| TASK ITEM |
Would you write the data out once more, exactly as it is?
────────
PR #47, opened 2021-10-26
CFE-118: Add E2E test suite

rfredette:
Currently includes 2 tests:

- `TestOperatorAvailable`: Verify that the external dns operator is running

- `TestExternalDNSRecordCreate`: Create an external-dns instance, plus a service with a backend pod. Verify that DNS records are created for the service, and that the service is reachable at the appropriate domain name.
  - ~~This test currently fails at verifying that the service is reachable.~~ This failure seems to be that something my local DNS config was caching NXDOMAIN responses for longer than the test would wait. I was able to get my local config to be more responsive to domain name changes, but also I increased the timeout when querying the service to allow for some variance.

In addition to the current issue in `TestExternalDNSRecordCreate`, there are a couple other loose ends before I'd remove the WIP label:
- ~~Move utility functions to a separate file, such as `test/e2e/util.go`~~ Done
- ~~If the external-dns instance is deleted before it can clean up all records in the hosted zone, hosted zone cleanup also fails. `deleteHostedZone` should remote all non-essential records in the hosted zone before attempting to delete the zone itself.~~ Done


alebedev87:
@rfredette would be nice to add a new Prow job which runs `make tets-e2e` to see the e2e in action.

test/e2e/operator_test.go
```diff
@@ -0,0 +1,290 @@
...
+		os.Exit(1)
+	}
+
+	defaultParentDomainName = os.Getenv("EXTDNS_PARENT_DOMAIN")
+	if defaultParentDomainName == "" {
+		fmt.Printf("No parent domain specified. Please set the environment variable EXTDNS_PARENT_DOMAIN\n")
+		os.Exit(1)
+	}
+	defaultParentZoneID = os.Getenv("EXTDNS_PARENT_ZONEID")
+	if defaultParentDomainName == "" {
```
alebedev87, line 142:
```suggestion
	if defaultParentZoneID == "" {
```

test/e2e/operator_test.go
```diff
@@ -0,0 +1,290 @@
...
+		os.Exit(1)
+	}
+	kclient = kubeClient
+
+	if err := kclient.Get(context.TODO(), types.NamespacedName{Name: "cluster"}, &infraConfig); err != nil {
+		fmt.Printf("failed to get infrastructure config: %v\n", err)
+		os.Exit(1)
+	}
+
+	defaultParentDomainName = os.Getenv("EXTDNS_PARENT_DOMAIN")
```
alebedev87, line 136: where `EXTDNS_*` variables are set?

test/e2e/operator_test.go
```diff
@@ -0,0 +1,290 @@
...
+		fmt.Printf("Unsupported Provider")
+		os.Exit(1)
+	}
+
+	dialer = &net.Dialer{
+		Resolver: &net.Resolver{
+			PreferGo: true,
+			Dial: func(ctx context.Context, network, address string) (net.Conn, error) {
+				d := net.Dialer{
+					Timeout: 5000 * time.Millisecond,
```
alebedev87, line 168: would be nice to have this as a variable for easier configuration.

test/e2e/operator_test.go
```diff
@@ -0,0 +1,290 @@
...
+	}
+
+	os.Exit(m.Run())
+}
+
+func TestOperatorAvailable(t *testing.T) {
+	expected := []appsv1.DeploymentCondition{
+		{Type: appsv1.DeploymentAvailable, Status: corev1.ConditionTrue},
+	}
+	if err := waitForOperatorDeploymentStatusCondition(t, kclient, expected...); err != nil {
```
alebedev87, line 189: I don't quite get where the operator's deployment is created.

test/e2e/operator_test.go
```diff
@@ -0,0 +1,290 @@
...
+	domainName = generateDomainName()
+
+	platform := infraConfig.Status.PlatformStatus
+	if platform == nil {
+		fmt.Printf("platform status is missing for infrastructure %s", infraConfig.Name)
+		os.Exit(1)
+	}
+	switch platform.Type {
+	case configv1.AWSPlatformType:
+		mySession := awsSession.Must(awsSession.NewSession())
```
alebedev87, line 156: I'm wondering whether this thing needs `AWS_ACCESS_*/AWS_SECRET_*` variables set beforehand.

test/e2e/operator_test.go
```diff
@@ -0,0 +1,290 @@
+//+build e2e
```
alebedev87, line 1: These tests seem to be quite OpenShift oriented (infrastructure config, aws credentials secret). Maybe it makes sense to tag this as openshift e2e.

test/e2e/util.go
```diff
@@ -0,0 +1,448 @@
...
+
+	"sigs.k8s.io/controller-runtime/pkg/client"
+
+	"github.com/aws/aws-sdk-go/service/route53"
+)
+
+var defaultExtDNSTemplate = operatorv1alpha1.ExternalDNS{
+	ObjectMeta: metav1.ObjectMeta{
+		Name:      "test-extdns",
+		Namespace: "publish-external-dns",
```
alebedev87, line 31: ExternalDNS custom resource is a cluster level object. No need to specify a namespace.

test/e2e/util.go
```diff
@@ -0,0 +1,448 @@
...
+		Source: operatorv1alpha1.ExternalDNSSource{
+			ExternalDNSSourceUnion: operatorv1alpha1.ExternalDNSSourceUnion{
+				Type: operatorv1alpha1.SourceTypeService,
+				Service: &operatorv1alpha1.ExternalDNSServiceSourceOptions{
+					ServiceType: []corev1.ServiceType{
+						corev1.ServiceTypeLoadBalancer,
+						corev1.ServiceTypeClusterIP,
+					},
+				},
+				Namespace: StringRef("publish-external-dns"),
```
alebedev87, line 43: We thought of removing the namespace filter from the API. Better to remove it, this is not going to change the rest of the tests.

test/e2e/operator_test.go
```diff
@@ -0,0 +1,290 @@
...
+	if err := kclient.Create(context.TODO(), &defaultBackend); err != nil {
+		t.Fatalf("Failed to create default backend: %v", err)
+	}
+	defer kclient.Delete(context.TODO(), &defaultBackend)
+	if err := kclient.Create(context.TODO(), &defaultService); err != nil {
+		t.Fatalf("Failed to create default service: %v", err)
+	}
+	defer kclient.Delete(context.TODO(), &defaultService)
+	expectedDomainName := fmt.Sprintf("%s.%s", defaultService.ObjectMeta.Name, domainName)
+	err = wait.PollImmediate(1*time.Second, 1*time.Minute, func() (bool, error) {
```
alebedev87, line 223: would be nice to have this timeout as a variable too, somewhere at the beginning of the file for readability/ease of configuration.

test/e2e/util.go
```diff
@@ -0,0 +1,448 @@
...
+		ObjectMeta: metav1.ObjectMeta{
+			Name:      fmt.Sprintf("aws-access-key-%s", randomURLString(16)),
+			Namespace: "external-dns-operator",
+		},
+		Data: map[string][]byte{
+			"aws_access_key_id":     originalCredsSecret.Data["aws_access_key_id"],
+			"aws_secret_access_key": originalCredsSecret.Data["aws_secret_access_key"],
+		},
+	}
+	if err := cl.Create(context.TODO(), &credsSecret); err != nil {
```
alebedev87, line 399: The external dns operator syncs the secret mentioned in `provider.aws.credentials` into the operator's namespace. I guess that this may be enough to just reference `kube-system/aws-creds` in ExternalDNS CR.

test/e2e/util.go
```diff
@@ -0,0 +1,448 @@
...
+		input := route53.ListResourceRecordSetsInput{
+			HostedZoneId:    &zoneID,
+			MaxItems:        StringRef("10"),
+			StartRecordName: &hostRecord,
+		}
+		output, err := dnsClient.aws.ListResourceRecordSets(&input)
+		if err != nil {
+			return false, err
+		}
+		for len(output.ResourceRecordSets) != 0 {
```
alebedev87, line 312: You wanted to say `if`?

test/e2e/operator_test.go
rfredette: The user needs to set them to point to a public zone. I've added a section to the readme with a bit of an explanation.

test/e2e/operator_test.go
rfredette: good catch; I've fixed it in the latest fixup

test/e2e/operator_test.go
rfredette: Either that, or it needs the same config that the aws cli uses, with the credentials at `.aws/credentials`. I will add some mention that aws creds (or equivalent for the cloud service being used) are needed in the README

Miciah:
Thanks!  Let's merge and iterate.  
/lgtm

test/e2e/util.go
rfredette: fixed, thanks

test/e2e/util.go
rfredette: That makes sense. I'll try this in a future iteration and simplify it if it works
────────
| ANSWER SECTION |
PR #47, opened 2021-10-26
CFE-118: Add E2E test suite

rfredette:
Currently includes 2 tests:

- `TestOperatorAvailable`: Verify that the external dns operator is running

- `TestExternalDNSRecordCreate`: Create an external-dns instance, plus a service with a backend pod. Verify that DNS records are created for the service, and that the service is reachable at the appropriate domain name.
  - ~~This test currently fails at verifying that the service is reachable.~~ This failure seems to be that something my local DNS config was caching NXDOMAIN responses for longer than the test would wait. I was able to get my local config to be more responsive to domain name changes, but also I increased the timeout when querying the service to allow for some variance.

In addition to the current issue in `TestExternalDNSRecordCreate`, there are a couple other loose ends before I'd remove the WIP label:
- ~~Move utility functions to a separate file, such as `test/e2e/util.go`~~ Done
- ~~If the external-dns instance is deleted before it can clean up all records in the hosted zone, hosted zone cleanup also fails. `deleteHostedZone` should remote all non-essential records in the hosted zone before attempting to delete the zone itself.~~ Done


alebedev87:
@rfredette would be nice to add a new Prow job which runs `make tets-e2e` to see the e2e in action.

test/e2e/operator_test.go
```diff
@@ -0,0 +1,290 @@
...
+		os.Exit(1)
+	}
+
+	defaultParentDomainName = os.Getenv("EXTDNS_PARENT_DOMAIN")
+	if defaultParentDomainName == "" {
+		fmt.Printf("No parent domain specified. Please set the environment variable EXTDNS_PARENT_DOMAIN\n")
+		os.Exit(1)
+	}
+	defaultParentZoneID = os.Getenv("EXTDNS_PARENT_ZONEID")
+	if defaultParentDomainName == "" {
```
alebedev87, line 142:
```suggestion
	if defaultParentZoneID == "" {
```

test/e2e/operator_test.go
```diff
@@ -0,0 +1,290 @@
...
+		os.Exit(1)
+	}
+	kclient = kubeClient
+
+	if err := kclient.Get(context.TODO(), types.NamespacedName{Name: "cluster"}, &infraConfig); err != nil {
+		fmt.Printf("failed to get infrastructure config: %v\n", err)
+		os.Exit(1)
+	}
+
+	defaultParentDomainName = os.Getenv("EXTDNS_PARENT_DOMAIN")
```
alebedev87, line 136: where `EXTDNS_*` variables are set?

test/e2e/operator_test.go
```diff
@@ -0,0 +1,290 @@
...
+		fmt.Printf("Unsupported Provider")
+		os.Exit(1)
+	}
+
+	dialer = &net.Dialer{
+		Resolver: &net.Resolver{
+			PreferGo: true,
+			Dial: func(ctx context.Context, network, address string) (net.Conn, error) {
+				d := net.Dialer{
+					Timeout: 5000 * time.Millisecond,
```
alebedev87, line 168: would be nice to have this as a variable for easier configuration.

test/e2e/operator_test.go
```diff
@@ -0,0 +1,290 @@
...
+	}
+
+	os.Exit(m.Run())
+}
+
+func TestOperatorAvailable(t *testing.T) {
+	expected := []appsv1.DeploymentCondition{
+		{Type: appsv1.DeploymentAvailable, Status: corev1.ConditionTrue},
+	}
+	if err := waitForOperatorDeploymentStatusCondition(t, kclient, expected...); err != nil {
```
alebedev87, line 189: I don't quite get where the operator's deployment is created.

test/e2e/operator_test.go
```diff
@@ -0,0 +1,290 @@
...
+	domainName = generateDomainName()
+
+	platform := infraConfig.Status.PlatformStatus
+	if platform == nil {
+		fmt.Printf("platform status is missing for infrastructure %s", infraConfig.Name)
+		os.Exit(1)
+	}
+	switch platform.Type {
+	case configv1.AWSPlatformType:
+		mySession := awsSession.Must(awsSession.NewSession())
```
alebedev87, line 156: I'm wondering whether this thing needs `AWS_ACCESS_*/AWS_SECRET_*` variables set beforehand.

test/e2e/operator_test.go
```diff
@@ -0,0 +1,290 @@
+//+build e2e
```
alebedev87, line 1: These tests seem to be quite OpenShift oriented (infrastructure config, aws credentials secret). Maybe it makes sense to tag this as openshift e2e.

test/e2e/util.go
```diff
@@ -0,0 +1,448 @@
...
+
+	"sigs.k8s.io/controller-runtime/pkg/client"
+
+	"github.com/aws/aws-sdk-go/service/route53"
+)
+
+var defaultExtDNSTemplate = operatorv1alpha1.ExternalDNS{
+	ObjectMeta: metav1.ObjectMeta{
+		Name:      "test-extdns",
+		Namespace: "publish-external-dns",
```
alebedev87, line 31: ExternalDNS custom resource is a cluster level object. No need to specify a namespace.

test/e2e/util.go
```diff
@@ -0,0 +1,448 @@
...
+		Source: operatorv1alpha1.ExternalDNSSource{
+			ExternalDNSSourceUnion: operatorv1alpha1.ExternalDNSSourceUnion{
+				Type: operatorv1alpha1.SourceTypeService,
+				Service: &operatorv1alpha1.ExternalDNSServiceSourceOptions{
+					ServiceType: []corev1.ServiceType{
+						corev1.ServiceTypeLoadBalancer,
+						corev1.ServiceTypeClusterIP,
+					},
+				},
+				Namespace: StringRef("publish-external-dns"),
```
alebedev87, line 43: We thought of removing the namespace filter from the API. Better to remove it, this is not going to change the rest of the tests.

test/e2e/operator_test.go
```diff
@@ -0,0 +1,290 @@
...
+	if err := kclient.Create(context.TODO(), &defaultBackend); err != nil {
+		t.Fatalf("Failed to create default backend: %v", err)
+	}
+	defer kclient.Delete(context.TODO(), &defaultBackend)
+	if err := kclient.Create(context.TODO(), &defaultService); err != nil {
+		t.Fatalf("Failed to create default service: %v", err)
+	}
+	defer kclient.Delete(context.TODO(), &defaultService)
+	expectedDomainName := fmt.Sprintf("%s.%s", defaultService.ObjectMeta.Name, domainName)
+	err = wait.PollImmediate(1*time.Second, 1*time.Minute, func() (bool, error) {
```
alebedev87, line 223: would be nice to have this timeout as a variable too, somewhere at the beginning of the file for readability/ease of configuration.

test/e2e/util.go
```diff
@@ -0,0 +1,448 @@
...
+		ObjectMeta: metav1.ObjectMeta{
+			Name:      fmt.Sprintf("aws-access-key-%s", randomURLString(16)),
+			Namespace: "external-dns-operator",
+		},
+		Data: map[string][]byte{
+			"aws_access_key_id":     originalCredsSecret.Data["aws_access_key_id"],
+			"aws_secret_access_key": originalCredsSecret.Data["aws_secret_access_key"],
+		},
+	}
+	if err := cl.Create(context.TODO(), &credsSecret); err != nil {
```
alebedev87, line 399: The external dns operator syncs the secret mentioned in `provider.aws.credentials` into the operator's namespace. I guess that this may be enough to just reference `kube-system/aws-creds` in ExternalDNS CR.

test/e2e/util.go
```diff
@@ -0,0 +1,448 @@
...
+		input := route53.ListResourceRecordSetsInput{
+			HostedZoneId:    &zoneID,
+			MaxItems:        StringRef("10"),
+			StartRecordName: &hostRecord,
+		}
+		output, err := dnsClient.aws.ListResourceRecordSets(&input)
+		if err != nil {
+			return false, err
+		}
+		for len(output.ResourceRecordSets) != 0 {
```
alebedev87, line 312: You wanted to say `if`?

test/e2e/operator_test.go
rfredette: The user needs to set them to point to a public zone. I've added a section to the readme with a bit of an explanation.

test/e2e/operator_test.go
rfredette: good catch; I've fixed it in the latest fixup

test/e2e/operator_test.go
rfredette: Either that, or it needs the same config that the aws cli uses, with the credentials at `.aws/credentials`. I will add some mention that aws creds (or equivalent for the cloud service being used) are needed in the README

Miciah:
Thanks!  Let's merge and iterate.  
/lgtm

test/e2e/util.go
rfredette: fixed, thanks

test/e2e/util.go
rfredette: That makes sense. I'll try this in a future iteration and simplify it if it works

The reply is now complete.